_____« L'esprit moins ouvert, ronchonna Bill alors que les jumeaux rentraient dans leur maison après 1/2 heure de car. Qu'est-ce qu'il en sait, lui ?
- Il ne voulait pas être méchant, j'en suis sûr ! dit Tom.
- Tu veux rire ? Ca se voyait qu'il se foutait de moi ce vieux con !
- N'empêche que tu ne le croyais pas quand il a parlé du médiator ! s'exclama Tom lorsque les deux frères rentrèrent dans leur chambre après avoir salué leur mère et leur beau-père.
- Et je n'y crois toujours pas ! »
Bill regarda son frère droit dans les yeux.

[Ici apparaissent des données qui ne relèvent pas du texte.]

PR #726, opened 2023-10-30
[14.0][IMP] Update copier template

victoralmau:
Update copier template

@Tecnativa


pedrobaeza:
There's already #724, which I'm fixing.

PR #684, opened 2023-08-06
[16.0][ADD] sale_order_warehouse_from_delivery_carrier

geomer198:
This module allows to set warehouse in Sales Order based on selected shipping method.

PR #731, opened 2023-11-09
[16.0][FIX]  Tests are fixed.

geomer198:
Related with this [RP](https://github.com/OCA/delivery-carrier/pull/684).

« Ne me dis pas que toi tu y crois ?
- Si. »
Bill éclata d'un grand rire en s'effondrant sur son lit.
« Mon pauvre vieux mais tu dérailles ! Il te faisait marcher ! On n'est pas dans Harry Potter !
- Arrêtes !
- Attend ! C'est peut-être Dumbledore !
- Comment tu explique que le médiator saut chaud quand je le prends et qu'avec toi il reste froid ?
- Ya un truc, c'est tout. Fais voir ? »
Tom lui tendis le médiator et Bill l'examina, l'air songeur. Puis il essaya de le tordre mais son frère le lui arracha des mains.
« Arrêtes, tu vas l'abimer !
- Ca va, Tom, c'est juste un médiator ! T'en as des dizaines !
- Oui mais celui-ci est spécial ! »
Bill secoua la tête en regardant son frère comme si il était devenu fou puis il sortit de la pièce. Tom s'assit sur son lit sans détacher son regard du petit morceau de plastique qui chauffait entre ses doigts fins. C'est vrai qu'il en avait des dizaines, pourquoi un de plus ? Mais lorsqu'il l'avait vu dans la vitrine du magasin, Tom avait été littéralement attiré par lui. Une envie irrésistible l'avait poussé à le prendre. Pour le vieillard, Tom était son maître. Et lui aussi avait dit qu'il avait des pouvoirs extraordinaires. Il avait hâte de voir ce que le médiator pouvait accomplir. Il allait attraper sa guitare posée contre un mur lorsque sa mère annonça que le dîner était prêt.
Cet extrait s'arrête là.